Are you really a physicist?There are no solar neutrinos. Several major experiments have been conducted to find them, but they are not there.Something tells me I'm rising to bait by saying this, but you're wrong. Solar neutrinos most certainly do exist. They were first measured in the 1960's.
There used to be a solar neutrino deficit problem: the experiments only measured one third of the number of neutrinos that were predicted by the Solar Standard Model. Last summer, the reason for this was discovered by researchers at the Sudbury Neutrino Observatory: neutrinos have mass, and they change "flavor" as they travel. There are three flavors of neutrino, but the former experiments only measured one type, electron neutrinos. This wasn't expected to be a problem, because the sun only produces electron neutrinos, but as since they change flavor in transit, that assumption was wrong. SNO measures all three types of neutrino (electron, muon, and tau). When you add them all up, you get exactly what was predicted by the Solar Standard Model.
Yes, I was baiting you. Sorry. Yes, I know you are a physicist. (I've seen your posts before.) And yes, I am refering to the solar neutrino problem. Your argument (actually Sudbury's) that the neutrino problem has been solved is so bogus. Are you really satisfied to say that "Well, since we can't detect enough solar neutrinos, they must be turning into an undectable kind of neutrino. Since we can't detect them they must be there. Problem solved." I'm surprised that as a physicist you would accept this circular reasoning. When you can prove that neutrinos can change "flavor", and when they figure out a way to detect muon and tau neutrinos, and actually detect them, then I'll believe the sun's heat is really nuclear, and that the sun could be 4.5 million years old.

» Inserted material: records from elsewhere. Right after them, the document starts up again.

PR #4201, opened 2025-07-04
chore: fix reference 

dizer-ti:
Hey devs, fixed reference

https://github.com/linera-io/linera-protocol/linera-web/signer/#readme -> dead reference 
https://github.com/linera-io/linera-protocol/tree/main/linera-web/signer -> new reference


Twey:
Thanks!

PR #4202, opened 2025-07-04
Remove dependency to genawaiter

ma2bd:
## Motivation

* `genawaiter` is not maintained
* Use idiomatic Rust code

## Proposal

* Use the good old `Write` trait.
* Use a trait `FileContentGenerator` with a generic method

## Test Plan

CI

## Release Plan

    - be released in a new SDK,
    - be released in a new SDK,
      SDK soon.

### DIFF
--- a/linera-execution/src/bin/wit_generator.rs
+++ b/linera-execution/src/bin/wit_generator.rs
@@ -12,13 +12,15 @@ use std::{
     path::{Path, PathBuf},
 };
 
-use anyhow::{ensure, Context, Result};
+use anyhow::{Context, Result};
 use clap::Parser as _;
 use linera_execution::{
     BaseRuntimeApi, ContractEntrypoints, ContractRuntimeApi, ContractSyncRuntimeHandle,
     RuntimeApiData, ServiceEntrypoints, ServiceRuntimeApi, ServiceSyncRuntimeHandle,
 };
-use linera_witty::wit_generation::{StubInstance, WitInterfaceWriter, WitWorldWriter};
+use linera_witty::wit_generation::{
+    FileContentGenerator, StubInstance, WitInterfaceWriter, WitWorldWriter,
+};
 
 /// Command line parameters for the WIT generator.
 #[derive(Debug, clap::Parser)]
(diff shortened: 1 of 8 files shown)


linera-execution/src/bin/wit_generator.rs
```diff
@@ -142,34 +128,51 @@ impl Operation for WriteToFile {
...
+            file: BufReader::new(file),
+        }
+    }
+}
+
+impl Write for FileComparer {
+    fn write(&mut self, part: &[u8]) -> std::io::Result<usize> {
+        self.buffer.resize(part.len(), 0);
+        self.file.read_exact(&mut self.buffer)?;
+        if self.buffer != part {
```
deuszx, line 149: I wonder if we could give better diffs here. I known the argument type is byte slice but in practice we pass the full file content (or am I wrong) so we should be able to compare human-readable content.

linera-execution/src/bin/wit_generator.rs
```diff
@@ -142,34 +128,51 @@ impl Operation for WriteToFile {
...
-        &mut self,
-        path: &Path,
-        contents: impl Iterator<Item = &'c str>,
-    ) -> Result<()> {
-        let mut buffer = Vec::new();
-        let mut file = BufReader::new(
-            File::open(path)
-                .with_context(|| format!("Failed to open file at {}", path.display()))?,
-        );
+struct FileComparer {
```
deuszx: Nit: rename to `FileComparator`?

deuszx (approved):

linera-execution/src/bin/wit_generator.rs
ma2bd: Yes that's fair. "Comparer" is not even a word apparently.

linera-execution/src/bin/wit_generator.rs
ma2bd: I honestly don't completely understand why we need this "check" mode in the first place. For CI, we can always overwrite files and run `git diff`.

deuszx: Fair enough. I thought we could be interested in _what_ exactly changed rather than blindly overwrite things.

Twey: This applies to a lot of our CI checks and is something I've been thinking about doing for other reasons (e.g. documentation).

PR #4204, opened 2025-07-08
Implement ERC20 in a contract that also implement transfers

### LINKED ISSUE #3931: Support ERC20 on Linera and extend Fungible Linera contracts.
In the Ethereum world, ERC-20 is a standard with a specific API. This API has several features that are absent from the `Fungible` application in Linera.

There is a reference implementation [Open Zeppelin ERC-20](https://docs.openzeppelin.com/contracts/4.x/erc20) which is extremely widely used and therefore it makes sense to take it as a starting point for Linera. 

Notes:
* This basic ERC-20 implementation could be extended by adding multichain capabilities to it. The extended version could be called `ERC20Multichain`.
* The `totalSupply` function is constant for ERC-20 basic OpenZeppelin (there are variants `ERC20Burnable` / `ERC20Mintable`). For a true multichain, it is almost impossible to have a function `totalSupply` that queries all chains in which a token could be instantiated.
* An application satisfying the ERC-20 could be used by DeFi EVM applications running on Linera. If the multichain effort is done by `ERC20Multichain` then this could lighten the efforts of Ethereum developers moving to Linera.

The ERC-20 API:
```solidity
interface IERC20 {
    // Returns the total number of tokens in existence
    function totalSupply() external view returns (uint256);

    // Returns the amount of tokens owned by `account`
    function balanceOf(address account) external view returns (uint256);

    // Transfers `amount` tokens to `recipient`
    function transfer(address recipient, uint256 amount) external returns (bool);

    // Returns the remaining number of tokens that `spender` is allowed to spend on behalf of `owner`
    function allowance(address owner, address spender) external view returns (uint256);

    // Sets `amount` as the allowance of `spender` over the caller’s tokens
    function approve(address spender, uint256 amount) external returns (bool);

    // Moves `amount` tokens from `sender` to `recipient` using the allowance mechanism
    function transferFrom(address sender, address recipient, uint256 amount) external returns (bool);

    // Emitted when `value` tokens are moved from one account (`from`) to another (`to`)
    event Transfer(address indexed from, address indexed to, uint256 value);

    // Emitted when the allowance of a `spender` for an `owner` is set by a call to `approve`
    event Approval(address indexed owner, address indexed spender, uint256 value);
}
```

MathieuDutSik:
## Motivation

The ERC20 is a major fungible token smart contract in the Ethereum world.
They form a basis of Decentralized Finance applications such as Morpho, Uniswap, or others.

Fixes #3931

## Proposal

The reference implementation [OpenZeppelin ERC20](https://docs.openzeppelin.com/contracts/4.x/erc20) is the one that is used in most cases. So, we take it as the basis for our implementation.

In our implementation, we have a constant value. There is no minting or burning. That implements the `totalSupply` very easily: We simply return the value at the constructor level.

The transfer from one chain to another is done with one `_burn` (in the sending chain) and one `_mint` (in the receiving chain).

However, since we have a multi-chain, and we take the total chain, we have to change the code so that the `totalSupply` would work. One design that would not have worked is to have a child contract since the events are emitted with the contract address and the `msg.sender` is used to identify the sender.
 
The ERC20 contract depends on the `OpenZeppelin`, which is published via`npm`. Therefore, we have added this to the compilation in `solidity.rs`

## Test Plan

The CI tests the functionalities.

## Release Plan

## Links

None.

### DIFF
--- a/linera-service/tests/fixtures/erc20_shared.sol
+++ b/linera-service/tests/fixtures/erc20_shared.sol
@@ -72,16 +72,22 @@ contract ERC20_shared is Context, IERC20, IERC20Errors {
      * the user with the tokens.
      */
     function execute_message(bytes memory input) external {
-        (address user, uint256 amount) = abi.decode(input, (address, uint256));
-        _mint(user, amount);
+        (address source, address destination, uint256 amount) = abi.decode(input, (address, address, uint256));
+        LineraTypes.OptionBool result = Linera.message_is_bouncing().value;
+        require(result != LineraTypes.OptionBool.None);
+        if (result == LineraTypes.OptionBool.True) {
+            _mint(source, amount);
+        } else {
+            _mint(destination, amount);
+        }
     }
 
     /**
      * This is the transfer to another chain under the same username.
      */
-    function transferToChain(bytes32 chain_id, uint256 amount) external {
+    function transferToChain(bytes32 chain_id, address destination, uint256 amount) external {
         _burn(msg.sender, amount);
-        bytes memory message = abi.encode(msg.sender, amount);
+        bytes memory message = abi.encode(msg.sender, destination, amount);
         Linera.send_message(chain_id, message);
     }
 
--- a/linera-service/tests/linera_net_tests.rs
+++ b/linera-service/tests/linera_net_tests.rs
@@ -1442,7 +1442,7 @@ async fn test_evm_erc20_shared(config: impl LineraNetConfig) -> Result<()> {
         function totalSupply();
         function transfer(address to, uint256 value);
         function balanceOf(address account);
-        function transferToChain(bytes32 chain_id, uint256 value);
+        function transferToChain(bytes32 chain_id, address destination, uint256 value);
     }
 
     let the_supply = U256::from(1000000000);
@@ -1514,6 +1514,7 @@ async fn test_evm_erc20_shared(config: impl LineraNetConfig) -> Result<()> {
     let chain_id: B256 = chain_id.into();
     let mutation = transferToChainCall {
         chain_id,
+        destination: address2,
         value: transfer2,
     };
     let mutation = EvmQuery::Mutation(mutation.abi_encode());
@@ -1531,6 +1532,8 @@ async fn test_evm_erc20_shared(config: impl LineraNetConfig) -> Result<()> {
         the_supply - transfer1 - transfer2
     );
 
+    let query = balanceOfCall { account: address2 };
+    let query = EvmQuery::Query(query.abi_encode());
     let result = application2.run_json_query(query).await?;
     assert_eq!(read_evm_u256_entry(result), transfer2);
 


linera-base/src/identifiers.rs
```diff
@@ -59,6 +59,15 @@ impl AccountOwner {
             AccountOwner::Address20(_) => 20,
         }
     }
+
+    /// Gets the EVM address if possible
+    #[cfg(with_revm)]
+    pub fn to_address(&self) -> Option<Address> {
```
ma2bd: nit: `to_evm_address` is more future-proof as we may rename `AccountOwner` in the future.

linera-service/tests/linera_net_tests.rs
```diff
@@ -1408,6 +1408,142 @@ async fn test_wasm_end_to_end_counter(config: impl LineraNetConfig) -> Result<()
...
+    let query = EvmQuery::Query(query.abi_encode());
+    let result = application1.run_json_query(query).await?;
+    assert_eq!(read_evm_u256_entry(result), the_supply - transfer1);
+
+    let query = balanceOfCall { account: address2 };
+    let query = EvmQuery::Query(query.abi_encode());
+    let result = application1.run_json_query(query).await?;
+    assert_eq!(read_evm_u256_entry(result), transfer1);
+
+    // Transfering to another chain and checking the balances.
```
ma2bd: "transferring" ?

linera-base/src/identifiers.rs
MathieuDutSik: Yes, that is a better name.

linera-service/tests/linera_net_tests.rs
MathieuDutSik: You are correct. Done.

deuszx:
> In our implementation, we have a constant value. There is no minting or burning. That implements the totalSupply very easily: We simply return the value at the constructor level.

I don't understand these decisions, can you explain?

linera-service/tests/fixtures/erc20_shared.sol
```diff
@@ -0,0 +1,291 @@
+// SPDX-License-Identifier: MIT
+// OpenZeppelin Contracts (last updated v5.3.0) (token/ERC20/ERC20.sol)
```
deuszx: If this contract is modified OZ contract we should note that in the header - also what was modified. Right now it looks as if it's taken _as-is_ without any modifications but that's not the case.

I'd suggest putting a long introduction and explanation here, written for Solidity developers, explaining the differences.

linera-service/tests/fixtures/erc20_shared.sol
```diff
@@ -0,0 +1,291 @@
...
+    function instantiate(bytes memory input) external {
+        uint256 input_value = abi.decode(input, (uint256));
+        require(input_value == summed_total_supply);
+        _mint(msg.sender, input_value);
+    }
+
+    function execute_message(bytes memory input) external {
+        (address user, uint256 amount) = abi.decode(input, (address, uint256));
+        _mint(user, amount);
+    }
```
deuszx: I don't understand this - how can you assume that all `execute_message` calls are for `_mint`-ing

linera-service/tests/fixtures/erc20_shared.sol
```diff
@@ -0,0 +1,291 @@
...
+ * conventional and does not conflict with the expectations of ERC-20
+ * applications.
+ */
+contract ERC20_shared is Context, IERC20, IERC20Errors {
+    mapping(address account => uint256) private _balances;
+
+    mapping(address account => mapping(address spender => uint256)) private _allowances;
+
+    uint256 private summed_total_supply; // total supply of all the chains.
+    uint256 private _totalSupply; // total supply of this chain
```
deuszx, line 51: What about name and ticker fields?

linera-service/tests/fixtures/erc20_shared.sol
```diff
@@ -0,0 +1,291 @@
...
+        require(input_value == summed_total_supply);
+        _mint(msg.sender, input_value);
+    }
+
+    function execute_message(bytes memory input) external {
+        (address user, uint256 amount) = abi.decode(input, (address, uint256));
+        _mint(user, amount);
+    }
+
+    function transferToChain(bytes32 chain_id, uint256 amount) external {
```
deuszx: IIUC we want to move away from chains holding a balance, in which case this should transfer to an account on chain.

linera-service/tests/fixtures/erc20_shared.sol
deuszx: OK, I can see that `transferToChain` sends a message but that mesage is sent to a `chain`, not user, while here you're using `user` as the recipient of the transfer. So what happens if you transfer to a different chain and that chain becomes the recipient of the tokens (here `user`) - how is the _chain_ now supposed to sign a transaction that moves the tokens?

linera-service/tests/linera_net_tests.rs
```diff
@@ -1408,6 +1408,142 @@ async fn test_wasm_end_to_end_counter(config: impl LineraNetConfig) -> Result<()
...
+
+    // Checking the balances on both chains.
+
+    let query = balanceOfCall { account: address1 };
+    let query = EvmQuery::Query(query.abi_encode());
+    let result = application1.run_json_query(query.clone()).await?;
+    assert_eq!(
+        read_evm_u256_entry(result),
+        the_supply - transfer1 - transfer2
+    );
```
deuszx, line 1533: Can you show how we can transfer the tokens sent to a (different) `chain` as recipient?

MathieuDutSik:
> > In our implementation, we have a constant value. There is no minting or burning. That implements the totalSupply very easily: We simply return the value at the constructor level.
> 
> I don't understand these decisions, can you explain?

First of all if we implement minting and burning, we have to make some decisions about how this is done.  This is non-trivial and that is not the purpose of this implementation.

Secondly, the implementation of tokens whose supply is varying are more complicated than the other ones. This is because the `total_supply` function is a global function. And so we would need to have events in order to keep track of mints/burns.

linera-service/tests/fixtures/erc20_shared.sol
MathieuDutSik: Ok, done.

linera-service/tests/fixtures/erc20_shared.sol
MathieuDutSik: The chain is not the same as the user, so I am not sure what you mean.

linera-service/tests/fixtures/erc20_shared.sol
MathieuDutSik: I did not saw them as important, they are not part of the ERC20 standard, just some extension and so I removed them.
I can add them back if needed.

linera-service/tests/linera_net_tests.rs
MathieuDutSik: This is what is being done here, so I am not sure what you mean.

linera-service/tests/fixtures/erc20_shared.sol
MathieuDutSik: The tokens are transferred to the other chain under the same user name.

deuszx: Are you assuming that this contract lives on a user chain and only chain owner can transfer the tokens? If so, I think that's wrong. There will be chains where tokens belong to accounts other than chain owners and those accounts should also be allowed to transfer tokens.

linera-service/tests/fixtures/erc20_shared.sol
deuszx: This is related to the convo on `function transferToChain`.

linera-service/tests/fixtures/erc20_shared.sol
```diff
@@ -0,0 +1,317 @@
...
+            }
+        } else {
+            unchecked {
+                // Overflow not possible: balance + value is at most totalSupply, which we know fits into a uint256.
+                _balances[to] += value;
+            }
+        }
+
+        emit Transfer(from, to, value);
+    }
```
deuszx, line 222: Imagine the case where:
- I transfer tokens with cross-chain transfer to a new chain (`chainA`)
- I want to now _move_ (transfer) tokens on `chainA` using some account (let's call it `accountC`)

Where is the check that verifies that `accountC` is allowed to move these tokens? The tokens aren't stored under `_balances[accountC]`, they're under `_balances[chainA]`.

linera-service/tests/linera_net_tests.rs
deuszx: Commented on [here](https://github.com/linera-io/linera-protocol/pull/4204#discussion_r2201467389)

linera-service/tests/fixtures/erc20_shared.sol
deuszx: I think this is all connected (see also [this](https://github.com/linera-io/linera-protocol/pull/4204#discussion_r2201461386))

linera-execution/src/test_utils/solidity.rs
```diff
@@ -91,6 +98,16 @@ pub fn get_bytecode(source_code: &str, contract_name: &str) -> anyhow::Result<Ve
             writeln!(test_code_file, "{}", literal_path)?;
         }
     }
+    if source_code.contains("@openzeppelin") {
+        let _output = Command::new("npm")
```
ma2bd, line 102: `let _output =` is not needed. Also, there must be a better method than `Command::output` if you don't need the output.

linera-service/tests/fixtures/erc20_shared.sol
```diff
@@ -0,0 +1,317 @@
...
+// It is not possible to nest an ERC20 contract into another ERC20
+// contract and so a modification of the code could not be avoided.
+//
+// This implementation has been adapted to our need in the following
+// ways:
+// * The totalSupply() of this contract is constant and fixed at
+//   construction to be the total one. It returns the sum of the supply
+//   over all the chains.
+// * The localSupply() has been introduced to return the supply of one
+//   particular chain.
```
ma2bd, line 14: Do we need this? I would not add anything unless provably useful.

linera-service/tests/fixtures/erc20_shared.sol
ma2bd: The "total supply" of a single chain is most likely useless.

linera-service/tests/fixtures/erc20_shared.sol
ma2bd: @deuszx Are you familiar with the fact that cross-chain messages are internal to an application?

deuszx: ~~Yes, I don't see how it's relevant here?~~

I see now, I misread how the message is encoded.

linera-service/tests/fixtures/erc20_shared.sol
deuszx: Indeed, I forgot that ticker and symbol are part of the metadata interface.

linera-service/tests/fixtures/erc20_shared.sol
deuszx: Nevermind, I misread the code.

linera-service/tests/fixtures/erc20_shared.sol
```diff
@@ -0,0 +1,317 @@
...
+        (address user, uint256 amount) = abi.decode(input, (address, uint256));
+        _mint(user, amount);
+    }
+
+    /**
+     * This is the transfer to another chain under the same username.
+     */
+    function transferToChain(bytes32 chain_id, uint256 amount) external {
+        _burn(msg.sender, amount);
+        bytes memory message = abi.encode(msg.sender, amount);
```
deuszx: Why not support sending to a different chain but also a different account on the recipient chain? I understand we can simulate that by sending to the `msg.sender` on a different chain and then moving tokens to a new user within that chain but that's two transactions and the second one being on a chain where we might not be an owner even

deuszx (approved):
Sorry for the confusing comments - I misread the `chain_id` on `execute_message` as part of the message itself, rather than the recipient of the message.

I have only one question:

Why not allow to transfer tokens to a different user on a different chain as well? Rather than supporting transfer under `msg.sender` only.

linera-service/tests/fixtures/erc20_shared.sol
```diff
@@ -0,0 +1,323 @@
...
+contract ERC20_shared is Context, IERC20, IERC20Errors {
+    mapping(address account => uint256) private _balances;
+
+    mapping(address account => mapping(address spender => uint256)) private _allowances;
+
+    uint256 private summed_total_supply; // total supply of all the chains.
+    uint256 private _totalSupply; // total supply of this chain
+
+    /**
+     * @dev Sets the values for {name} and {symbol}.
```
deuszx, line 54: This comment is invalid.

linera-service/tests/fixtures/erc20_shared.sol
```diff
@@ -0,0 +1,323 @@
...
+     *
+     */
+    constructor(uint256 the_supply) {
+        summed_total_supply = the_supply;
+    }
```
deuszx, line 59: As discussed during the offsite - "this code is bad" - this will initialize this particular token contract with `the_supply` on all chains (that request the app). It's basically a free `mint` .

PR #4205, opened 2025-07-08
Keep worker lock until chain state is dropped.

afck:
## Motivation

The root cause of https://github.com/linera-io/linera-protocol/issues/4178 seems to be that worker tasks in some cases are still handling requests after being evicted. If at that point another request for the same chain comes in, a new worker is created and there are two loaded `ChainStateView`s for the same chain at the same time.

## Proposal

Remove the worker tasks that handle requests in a loop. Instead, maintain a `Arc<RwLock<BTreeMap<ChainId, Arc<Mutex<ChainWorkerActor<StorageClient>>>>>>` where a lock for each actor is kept whenever any request is being handled, and also when it is removed from the map.

We could now consider removing the channel and the `ChainWorkerRequest` enum, and do some other simplifications, but I would like to separate them from the fix itself.

## Test Plan

With this change I cannot reproduce https://github.com/linera-io/linera-protocol/issues/4178 anymore.

## Release Plan

## Links

- Closes https://github.com/linera-io/linera-protocol/issues/4178.

### DIFF
--- a/linera-core/src/worker.rs
+++ b/linera-core/src/worker.rs
@@ -5,18 +5,20 @@
 use std::{
     collections::{BTreeMap, HashMap, HashSet, VecDeque},
     num::NonZeroUsize,
-    sync::{Arc, Mutex, RwLock},
+    sync::{self, Arc},
     time::Duration,
 };
 
-use futures::future::Either;
+use futures::{
+    future::Either,
+    stream::{FuturesUnordered, StreamExt},
+};
 use linera_base::{
     crypto::{CryptoError, CryptoHash, ValidatorPublicKey, ValidatorSecretKey},
     data_types::{ApplicationDescription, ArithmeticError, Blob, BlockHeight, Epoch, Round},
     doc_scalar,
     hashed::Hashed,
     identifiers::{AccountOwner, ApplicationId, BlobId, ChainId},
-    time::timer::{sleep, timeout},
 };
 #[cfg(with_testing)]
 use linera_chain::ChainExecutionContext;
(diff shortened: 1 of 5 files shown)


linera-core/src/worker.rs
```diff
@@ -682,120 +679,85 @@ where
...
-
-            let (sender, receiver) = mpsc::unbounded_channel();
-            chain_workers.push(chain_id, sender.clone());
-
-            Some((sender, Some(receiver)))
+                    .map(|(&chain_id, worker)| {
+                        let worker = Arc::clone(worker);
+                        async move { (chain_id, worker.lock_owned().await) }
+                    })
+                    .collect::<Vec<_>>(),
```
Twey, line 748: Nit: I think you can `collect()` straight into a `FuturesUnordered`.

linera-core/src/worker.rs
```diff
@@ -682,120 +679,85 @@ where
...
-    )> {
-        let mut chain_workers = self.chain_workers.lock().unwrap();
-
-        if let Some(endpoint) = chain_workers.get(&chain_id) {
-            Some((endpoint.clone(), None))
-        } else {
-            if chain_workers.len() >= usize::from(chain_workers.cap()) {
-                let (chain_to_evict, _) = chain_workers
+            )
+            .await
```
Twey, line 736: This is a little bit subtle and significantly the reason for the complication in the previous initialization code: holding the guard to the map over the await point here leaves us open to deadlocks if the caller doesn't remember to drive this task along with any other task that may access the chain workers map.  It's important that whenever we must hold a lock across an await point, we make sure that any concurrent calls that would try to take the lock also drive the task that is currently holding the lock.

afck:
Closing this, since it still needs substantial changes:
* @Twey's [comment](https://github.com/linera-io/linera-protocol/pull/4205#discussion_r2192338043) needs to be addressed.
* We currently return `Arc<Mutex<ChainWorkerActor>>`s while freeing the lock of the map, so they can still get removed from the map and then used.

P.S. Did they really detect one-third of the amount predicted? I have read it was around 1%, which may be cosmic rather than solar, and that's why they came up with the flavor change theory in the first place. My understanding of the theory is that essentially all of the neutrinos change to the undectable forms before they reach earth, and they eventually change back into electron neutrinos because they oscilate among the three different flavors. Earth "just happens" to fall in the nondetectable zone. I'm just asking because you're a physicist. Thanks.
Your argument (actually Sudbury's) that the neutrino problem has been solved is so bogus. Are you really satisfied to say that "Well, since we can't detect enough solar neutrinos, they must be turning into an undectable kind of neutrino. Since we can't detect them they must be there. Problem solved." I'm surprised that as a physicist you would accept this circular reasoning.You're baiting again, aren't you? The whole reason SNO was constructed is because it is sensitive to all three flavors of neutrino, and it uses three independent reactions as a cross-check. Previous detectors were only sensitive to electron neutrinos.
P.S. Did they really detect one-third of the amount predicted? I have read it was around 1%,
I'm afraid your source was in error.
which may be cosmic rather than solar,
Can't be. SNO (and some of the other experiments before it) can reconstruct the direction of the incident neutrinos. They can actually use them to produce a neutrino image of the sun:
and that's why they came up with the flavor change theory in the first place.
No, the flavor-change idea was inspired by the Cabibbo-Kobayashi-Maskawa quark mixing matrix, which was discovered in the 1970's. Once that was in place, it was realized that if neutrinos had mass (which was always an open possibility) they would necessarily mix in a similar fashion to the way quarks mix.
I gather that you have some ideas about the sun that do not match the standard model. Could you share your views with us?